Mrs. General was not to be told of anything shocking. Accidents, miseries, and offences were never to be mentioned before her. Passion was to go to sleep in the presence of Mrs. General, and blood was to change to milk and water. The little that was left in the world, when all these deductions were made, it was Mrs. General’s province to varnish. In that formation process of hers, she dipped the smallest of brushes into the largest of pots, and varnished the surface of every object that came under consideration. The more cracked it was, the more Mrs. General varnished it.
There was varnish in Mrs. General’s voice, varnish in Mrs. General’s touch, an atmosphere of varnish round Mrs.

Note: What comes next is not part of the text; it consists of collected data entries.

PR #1369, opened 2022-03-19
fix(postcss-reduce-idents): fix handling of reserved keywords

ludofischer:
* fix issue where uppercase special values (AUTO) were transformed
* skip useless parsing of `grid-template-rows` and `grid-template-columns` as no substitutions occur there (the code always checks whether the token type is `string` before considering a candidate for replacing, so there was not bug but the intents was confusing)

### DIFF
--- a/packages/postcss-reduce-idents/src/lib/grid-template.js
+++ b/packages/postcss-reduce-idents/src/lib/grid-template.js
@@ -58,7 +58,10 @@ module.exports = function () {
         declCache.push(node);
       } else if (gridChildProperties.has(node.prop.toLowerCase())) {
         valueParser(node.value).walk((child) => {
-          if (child.type === 'word' && !RESERVED_KEYWORDS.has(child.value)) {
+          if (
+            child.type === 'word' &&
+            !RESERVED_KEYWORDS.has(child.value.toLowerCase())
+          ) {
             addToCache(child.value, encoder, cache);
           }
         });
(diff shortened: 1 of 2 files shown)


packages/postcss-reduce-idents/src/lib/grid-template.js
```diff
@@ -53,7 +58,10 @@ module.exports = function () {
         declCache.push(node);
       } else if (gridChildProperties.has(node.prop.toLowerCase())) {
         valueParser(node.value).walk((child) => {
-          if (child.type === 'word' && !RESERVED_KEYWORDS.has(child.value)) {
+          if (
+            child.type === 'word' &&
+            !RESERVED_KEYWORDS.has(child.value.toLowerCase())
```
ludofischer, line 63: @jordydhoker in the previous PR, we forgot that the child value could be an uppercase reserved keyword)

alexander-akait (approved):

packages/postcss-reduce-idents/src/lib/grid-template.js
```diff
@@ -66,7 +74,7 @@ module.exports = function () {
       declCache.forEach((decl) => {
         decl.value = valueParser(decl.value)
           .walk((node) => {
-            if (/(grid-template|grid-template-areas)/i.test(decl.prop)) {
```
ludofischer, line 69: `grid-template` already matches `grid-template-areas` but also matches more than intended (namely `grid-template-rows` and `grid-template-columns`).

packages/postcss-reduce-idents/src/lib/grid-template.js
```diff
@@ -20,23 +35,13 @@ module.exports = function () {
   /** @type {import('postcss').Declaration[]} */
   let declCache = [];
 
-  const gridChildProperties = new Set([
```
ludofischer, line 23: Moving this outside of the function as there's no need to re-create it for every call.

PR #1377, opened 2022-03-27
chore(cssnano-preset-default): update css-declaration-sorter

ludofischer:
Drop timsort dependency and fix issues with imports. [Changelog](https://github.com/Siilwyn/css-declaration-sorter/blob/master/changelog.md)

### DIFF
--- a/packages/cssnano-preset-default/package.json
+++ b/packages/cssnano-preset-default/package.json
@@ -11,7 +11,7 @@
   ],
   "license": "MIT",
   "dependencies": {
-    "css-declaration-sorter": "^6.0.3",
+    "css-declaration-sorter": "^6.2.1",
     "cssnano-utils": "workspace:^",
     "postcss-calc": "^8.2.3",
     "postcss-colormin": "workspace:^",
--- a/packages/cssnano-preset-default/package.json
+++ b/packages/cssnano-preset-default/package.json
@@ -11,7 +11,7 @@
   ],
   "license": "MIT",
   "dependencies": {
-    "css-declaration-sorter": "^6.2.1",
+    "css-declaration-sorter": "^6.2.2",
     "cssnano-utils": "workspace:^",
     "postcss-calc": "^8.2.3",
     "postcss-colormin": "workspace:^",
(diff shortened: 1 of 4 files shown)


Siilwyn:
Can I help with this? Seems that something is wrong with the TS type?

ludofischer:
> Can I help with this? Seems that something is wrong with the TS type?

Yes, I think I know what the problem is. cssnano expects the plugins to conform to the postcss `PluginCreator` interface: https://github.com/postcss/postcss/blob/e5c10e009717c14c00b03867344eaefe960968da/lib/postcss.d.ts#L196

which means the function that returns the plugin must have the `postcss` property set to true.

css-declaration-sorter does set the property in JS:
https://github.com/Siilwyn/css-declaration-sorter/blob/82461efa9d49d44b611f2d53e85ab6988b5dc41c/src/main.mjs#L37
but then it's not declared in the TypeScript types.

Siilwyn:
I see! Just pushed 6.2.2 which uses `PluginCreator`, I also reverted the typing to export the default CommonJS entry. 

Since having a named export *and* default export for both ESM and CJS in a TS type definition file is not possible, I think I'll push a major bump later so I can just use a named export. 🤔

ludofischer:
> I see! Just pushed 6.2.2 which uses `PluginCreator`, I also reverted the typing to export the default CommonJS entry.

Thank! Seems fine now.

Siilwyn:
There is still an override in the site package.json right?

https://github.com/cssnano/cssnano/blob/master/site/package.json#L25-L28

(don't have much experience with pnpm)

ludofischer:
> There is still an override in the site package.json right?

1. you're right
2. it had no effect anyway since it's getting cssnano from the parent directory
3. the playground seems to be still broken with the latest css-declaration-sorter
```
Cannot find module '../orders/alphabetical.cjs'
```

Siilwyn:
That is odd, the CJS build inlines the orders so this seems like old code?

Or Webpack is loading the ESM build and coverts imports to cjs?

Thoughts?

ludofischer:
> That is odd, the CJS build inlines the orders so this seems like old code?
> 
> Or Webpack is loading the ESM build and convers imports to cjs?
> 
> Thoughts?

Works fine now after deleting all `node_modules`. I think webpack was still bundling the previous css-declaration-sorter version lying around in the pnpm cache. Might be an issue with webpack's caching.

Siilwyn (approved):
Looks good! ✨

alexander-akait (approved):

PR #1383, opened 2022-04-01
docs: update website dependencies

ludofischer:
Update both the playground dependencies and the build tools. Browsersync (eleventy dependencies) updated socket.io from 2 to 4 in a patch release, which gets rid of a bunch of unmaintained dependencies, which explains the diff in the lockfile.

### DIFF
--- a/site/src/playground.njk
+++ b/site/src/playground.njk
@@ -31,7 +31,7 @@
       <span class="center">Loading CSS editor…</span>
     </div>
     <script type="module" src="/js/runtime.bundle.js"></script>
-    <script type="module" src="/js/628.bundle.js"></script>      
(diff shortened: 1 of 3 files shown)


site/src/playground.njk
```diff
@@ -31,7 +31,7 @@
       <span class="center">Loading CSS editor…</span>
     </div>
     <script type="module" src="/js/runtime.bundle.js"></script>
-    <script type="module" src="/js/628.bundle.js"></script>      
+    <script type="module" src="/js/932.bundle.js"></script>
```
ludofischer, line 34: We could use the webpack manifest plugin to update this automatically, but it does not change that often (it changed when bumping webpack from 5.70 to 5.71)

alexander-akait (approved):

PR #1385, opened 2022-04-08
Don't convert `min-width: 0%` to `min-width: 0`

nex3:
This transformation isn't safe on IE11. See https://codepen.io/nex3/full/XWVqJrJ as an example of `min-width: 0` breaking IE11's flexbox behavior where `min-width: 0%` does not.

### DIFF
--- a/packages/postcss-convert-values/src/index.js
+++ b/packages/postcss-convert-values/src/index.js
@@ -36,6 +36,13 @@ const keepWhenZero = new Set([
   'line-height',
 ]);
 
+// Can't remove the % on these properties when they're 0
+const keepZeroPercent = new Set([
+  'max-height',
+  'height',
+  'min-width',
+]);
+
 /**
  * Numbers without digits after the dot are technically invalid,
  * but in that case css-value-parser returns the dot as part of the unit,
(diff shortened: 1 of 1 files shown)


ludofischer (commented):
I trust the problem is real  although I could not test in IE 11 because codepen asks me to complete a CAPTCHA which does not display on IE 11 :-) Since there are no tests, how did you check that this change solves it (it looks like it would but as there is always the chance that some other transform is also removing the %)

alexander-akait:
We should avoid it only when you have IE11 in browserslist, because it is flexbox bug in IE11

ludofischer:
> We should avoid it only when you have IE11 in browserslist, because it is flexbox bug in IE11

Currently `convert-values` does not use Browserslist at all, so we need to add it as a dependency and retrieve the browsers somewhere.

nex3:
I just tested manually by removing `postcss-convert-values` from my stack. I've added a test.

I'm happy to add a browserslist dependency if you can point me to an existing package that does so, so I can copy the pattern.

ludofischer (approved):
I think we can merge this and add the browserslist check in another commit.

alexander-akait (approved):

PR #243, opened 2022-06-30
update web-catalog and cmip6-raw-pyramids flows

andersy005:


andersy005:
this is ready to be merged unless there is any objection and/or feedback

PR #261, opened 2022-08-22
initial commit prepping flows to run on aws jupyterhub

jhamman:
This PR preps our configs and catalogs to support running flows on AWS. We may want to explore a way to do this without directly editing the configs.

### DIFF
--- a/cmip6_downscaling/config.py
+++ b/cmip6_downscaling/config.py
@@ -3,43 +3,41 @@ from __future__ import annotations
 
 _defaults = {
     'auth': {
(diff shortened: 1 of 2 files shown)


jhamman:
@norlandrhagen - we had been pointing to the daily ERA5 data here: `urlpath: az://training/ERA5_daily/{{ '%04d' % year }}/`. Can you suggest an updated path? I think its fine if we continue to point at Azure for this dataset.

norlandrhagen:
> 

I believe `az://cp-cmip/training/ERA5_daily/{{ '%04d' % year }}/` is what we want.

PR #267, opened 2022-09-20
Separate DeepSD and analysis dependencies from install requirements

maxrjones:
Specify these as optional dependencies using `extras_require` (ref. https://setuptools.pypa.io/en/latest/userguide/dependency_management.html#optional-dependencies)


maxrjones:
/pre-commit.ci autofix

andersy005 (approved):

PR #269, opened 2022-09-21
Updating cmip6_downscaling data access

norlandrhagen:
This PR intends to update the cmip6 and era5 data retrieval methods by using intake. 

Todo:

- [x] ERA5 daily winds needs an intake catalog
- [x] L47 of Observations.py needs updating to use newly created intake catalog.


norlandrhagen:
cc @andersy005 or @orianac  would one of you mind taking a quick look at this?

PR #271, opened 2022-09-26
Update licenses

andersy005:
This PR updates licenses for both 

- MPI-ESM1-2-HR - should be CC BY 4.0 (not SA)
- MRI-ESM2-0 should be CC BY 4.0 (not SA)


andersy005:
Cc @orianac

PR #298, opened 2022-11-22
Specify theme context for monogram

maxrjones:


README.md
```diff
@@ -1,7 +1,10 @@
-<img
-  src='https://carbonplan-assets.s3.amazonaws.com/monogram/dark-small.png'
-  height='48'
-/>
+<p align="left" >
+<picture>
+  <source media="(prefers-color-scheme: dark)" srcset="https://carbonplan-assets.s3.amazonaws.com/monogram/light-small.png">
+  <source media="(prefers-color-scheme: light)" srcset="https://carbonplan-assets.s3.amazonaws.com/monogram/dark-small.png">
```
katamartin, line 4: nit: it looks like we'll get the same behavior if this is removed because we'll just fallback to the default in lightmode

katamartin (approved):

README.md
maxrjones: good point, I'll take that line out. Do you think it would be worth using this feature for the other repos as well?

katamartin: yeah I think so! maybe tracking across repos is a good candidate for the project board?

PR #308, opened 2023-01-12
update zarr store links

### LINKED ISSUE #307: Incorrect zarr store links
It turns out the `zarr store` column in https://github.com/carbonplan/cmip6-downscaling/blob/main/datasets.md contains links to zarr stores that don't exist.  For example `https://cpdataeuwest.blob.core.windows.net/cp-cmip/version1/data/DeepSD/CMIP.CCCma.CanESM5.historical.r1i1p1f1.day.DeepSD.zarr` is missing the variable in the link and as a result this points to a non-existing zarr store. To fix this issue, we should add the missing `variable` information to the links.

andersy005:
- Fixes #307


andersy005:
pre-commit.ci autofix

andersy005:
pre-commit.ci autofix

PR #685, opened 2021-08-13
Update rubocop to most recent version

Burgestrand:
- Update Rubocop to most recent version.

I noticed #683 and #682 didn't fail the build even though they changed style, and our master branch hasn't failed either. If we have rubocop violations they should fail, and if we don't have violations in master I'd expect the PRs to fail since they don't change the configuration.

~~Through this I noticed that rubocop doesn't run for PRs. Hopefully this changes that.~~

### DIFF
--- a/.rubocop.yml
+++ b/.rubocop.yml
@@ -1,4 +1,5 @@
 AllCops:
+  NewCops: enable
   TargetRubyVersion: 2.6
   Exclude:
     - "lib/generators/**/templates/**/*"
@@ -15,7 +16,7 @@ Metrics/ModuleLength:
   Exclude:
     - "**/*_spec.rb"
 
-Metrics/LineLength:
+Layout/LineLength:
   Max: 120
 
 Metrics/AbcSize:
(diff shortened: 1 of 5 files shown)


Burgestrand:
Actually… we run the default rake task for all rubies. There's no reason to run rubocop multiple times, so it's better to run it separately.

dgmstuart:
@Burgestrand or... maybe I don't understand what's going on here: looking at the Travis build failure, rubocop doesn't seem to be running as part of the default rake task (which I think is a good thing), but is now correctly failing when we're explicitly running it in the Travis config.

I guess rubocop isn't running as part of the `rake` command because we have explicitly said that only `spec` should be run as the default task? https://github.com/varvet/pundit/blob/master/Rakefile#L20

I feel like I'm OK with the result, but I'm not sure if it's the result you intended?

Burgestrand:
Closing this because there's no clear benefit, it's causing more trouble than expected and there are other things to prioritise here. If you're reading this and feel updating rubocop and make the tests pass is something you'd like to do, by all means feel free to pick up where I left off!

General’s figure.
Dickens wished the training of the real inner selfhood, not the varnishing of the surface merely. Not what George Macdonald describes as “sandpapering a boy into a saint,” but genuine character development by the working out of the selfhood in the improvement of its environment, physically, intellectually, and spiritually.
Briggs’s education, in Dombey and Son, had been of such a character that “his intellectual fruit had nothing of its original flavour remaining.” The character of his real selfhood had been destroyed, not developed, by his “education.”
In Our Mutual Friend Mr. Podsnap is used as a type of the men who not only see no need for any person else forming opinions, but who take pains to prevent others forming opinions, so far as possible.
As Mr. Podsnap stood with his back to the drawing-room fire, pulling up his shirt collar, like a veritable cock of the walk literally pluming himself in the midst of his possessions, nothing would have astonished him more than an intimation that Miss Podsnap, or any young person properly born and bred, could not be exactly put away like the plate, brought out like the plate, polished like the plate, counted, weighed, and valued like the plate. That such a young person could possibly have a morbid vacancy in the heart for anything younger than the plate, or less monotonous than the plate, or that such a young person’s thoughts could try to scale the region bounded on the north, south, east, and west by the plate, was a monstrous imagination which he would on the spot have flourished into space.
Eugene Wrayburn’s criticism of his father’s habit of choosing professions for his sons almost as soon as they were born, or even before, without the slightest possible consideration for their natural aptitudes for the work to which they were assigned, is a severe attack on a condition which exists even yet through the failure of the schools or the homes to discover and reveal to boys and girls their highest powers, so that they may reach their best growth in school or college and choose the profession in which they can do most good and attain their most complete evolution. There is no better field for co-ordinate work by the home and the school than the joint study of the children to find their sphere of greatest power. Every child should be helped to find the sphere in which he can most successfully achieve the highest destiny for himself and for humanity.
Eugene Wrayburn’s father extended his paternal care and forethought for his children not only by choosing their professions without regard for their selfhood, but by considerately selecting partners for his sons without regard for their individual tastes.
Eugene, speaking to Mortimer Lightwood, said:
“My respected father has found, down in the parental neighbourhood, a wife for his not-generally-respected son.”